TASK TO COMPLETE → The stretch from the line with "PR #981, opened 2021-02-18" through the line with "- _state.pos(2) < _params.max_hagl_for_range_aid)" in the records below: write it out exactly, and nothing else.

[Stored items]
>>>>
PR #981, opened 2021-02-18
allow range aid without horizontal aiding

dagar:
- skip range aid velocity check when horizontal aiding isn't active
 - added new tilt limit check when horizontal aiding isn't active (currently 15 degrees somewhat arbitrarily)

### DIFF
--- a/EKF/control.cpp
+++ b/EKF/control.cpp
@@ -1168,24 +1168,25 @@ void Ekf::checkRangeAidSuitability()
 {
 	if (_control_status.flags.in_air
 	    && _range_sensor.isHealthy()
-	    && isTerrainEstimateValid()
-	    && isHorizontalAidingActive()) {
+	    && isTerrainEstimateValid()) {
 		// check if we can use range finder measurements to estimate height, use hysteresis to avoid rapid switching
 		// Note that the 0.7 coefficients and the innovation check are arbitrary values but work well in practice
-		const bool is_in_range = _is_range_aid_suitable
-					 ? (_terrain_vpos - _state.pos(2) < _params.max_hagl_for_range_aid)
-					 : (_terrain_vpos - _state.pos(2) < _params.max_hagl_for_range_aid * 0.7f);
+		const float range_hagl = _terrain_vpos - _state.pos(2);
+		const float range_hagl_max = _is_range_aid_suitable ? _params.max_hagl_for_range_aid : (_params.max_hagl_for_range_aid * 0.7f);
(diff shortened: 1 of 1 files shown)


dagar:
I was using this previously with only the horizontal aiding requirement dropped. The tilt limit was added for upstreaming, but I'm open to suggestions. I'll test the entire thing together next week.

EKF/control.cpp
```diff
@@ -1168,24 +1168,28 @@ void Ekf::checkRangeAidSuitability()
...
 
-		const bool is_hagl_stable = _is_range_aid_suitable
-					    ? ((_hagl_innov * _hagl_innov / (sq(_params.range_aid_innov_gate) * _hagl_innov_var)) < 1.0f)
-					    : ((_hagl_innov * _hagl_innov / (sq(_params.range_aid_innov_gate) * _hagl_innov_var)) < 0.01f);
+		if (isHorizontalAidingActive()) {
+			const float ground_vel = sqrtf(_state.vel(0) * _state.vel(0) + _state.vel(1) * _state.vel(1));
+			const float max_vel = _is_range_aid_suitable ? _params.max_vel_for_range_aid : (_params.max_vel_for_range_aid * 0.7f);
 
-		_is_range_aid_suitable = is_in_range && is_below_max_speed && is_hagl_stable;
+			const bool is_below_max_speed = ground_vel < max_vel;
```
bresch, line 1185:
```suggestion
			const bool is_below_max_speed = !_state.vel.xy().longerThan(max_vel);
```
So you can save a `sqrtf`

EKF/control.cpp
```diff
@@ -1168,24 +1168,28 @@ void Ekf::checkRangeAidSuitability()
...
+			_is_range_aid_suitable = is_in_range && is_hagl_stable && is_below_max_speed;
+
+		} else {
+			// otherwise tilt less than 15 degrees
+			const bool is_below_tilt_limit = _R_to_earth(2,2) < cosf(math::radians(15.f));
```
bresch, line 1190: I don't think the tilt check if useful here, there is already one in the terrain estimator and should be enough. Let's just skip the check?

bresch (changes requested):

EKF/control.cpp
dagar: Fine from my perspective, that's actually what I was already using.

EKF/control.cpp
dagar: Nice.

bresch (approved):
<<<<
>>>>
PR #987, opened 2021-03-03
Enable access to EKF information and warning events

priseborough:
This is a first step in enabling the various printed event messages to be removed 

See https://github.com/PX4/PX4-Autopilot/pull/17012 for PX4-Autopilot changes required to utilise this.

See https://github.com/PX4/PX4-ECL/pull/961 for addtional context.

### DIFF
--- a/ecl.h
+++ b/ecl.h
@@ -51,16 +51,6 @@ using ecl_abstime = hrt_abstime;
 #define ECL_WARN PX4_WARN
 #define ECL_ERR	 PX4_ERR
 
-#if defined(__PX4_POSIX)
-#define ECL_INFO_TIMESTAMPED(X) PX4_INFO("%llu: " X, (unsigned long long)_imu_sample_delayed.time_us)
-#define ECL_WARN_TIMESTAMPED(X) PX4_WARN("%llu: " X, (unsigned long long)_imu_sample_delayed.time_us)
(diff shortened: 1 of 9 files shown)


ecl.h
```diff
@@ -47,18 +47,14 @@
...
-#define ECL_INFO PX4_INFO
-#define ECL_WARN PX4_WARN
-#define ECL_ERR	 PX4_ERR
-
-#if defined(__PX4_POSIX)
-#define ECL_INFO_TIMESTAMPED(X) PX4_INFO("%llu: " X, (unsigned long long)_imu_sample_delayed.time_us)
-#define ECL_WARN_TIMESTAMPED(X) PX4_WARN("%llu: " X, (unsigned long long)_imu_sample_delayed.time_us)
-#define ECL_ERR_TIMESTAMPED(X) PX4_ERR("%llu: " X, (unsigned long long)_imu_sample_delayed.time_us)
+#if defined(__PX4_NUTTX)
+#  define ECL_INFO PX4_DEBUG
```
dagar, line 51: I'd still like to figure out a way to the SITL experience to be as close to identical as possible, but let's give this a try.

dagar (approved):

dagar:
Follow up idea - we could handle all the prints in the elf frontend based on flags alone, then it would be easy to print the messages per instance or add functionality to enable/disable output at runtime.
<<<<
RESPONSE →
PR #981, opened 2021-02-18
allow range aid without horizontal aiding

dagar:
- skip range aid velocity check when horizontal aiding isn't active
 - added new tilt limit check when horizontal aiding isn't active (currently 15 degrees somewhat arbitrarily)

### DIFF
--- a/EKF/control.cpp
+++ b/EKF/control.cpp
@@ -1168,24 +1168,25 @@ void Ekf::checkRangeAidSuitability()
 {
 	if (_control_status.flags.in_air
 	    && _range_sensor.isHealthy()
-	    && isTerrainEstimateValid()
-	    && isHorizontalAidingActive()) {
+	    && isTerrainEstimateValid()) {
 		// check if we can use range finder measurements to estimate height, use hysteresis to avoid rapid switching
 		// Note that the 0.7 coefficients and the innovation check are arbitrary values but work well in practice
-		const bool is_in_range = _is_range_aid_suitable
-					 ? (_terrain_vpos - _state.pos(2) < _params.max_hagl_for_range_aid)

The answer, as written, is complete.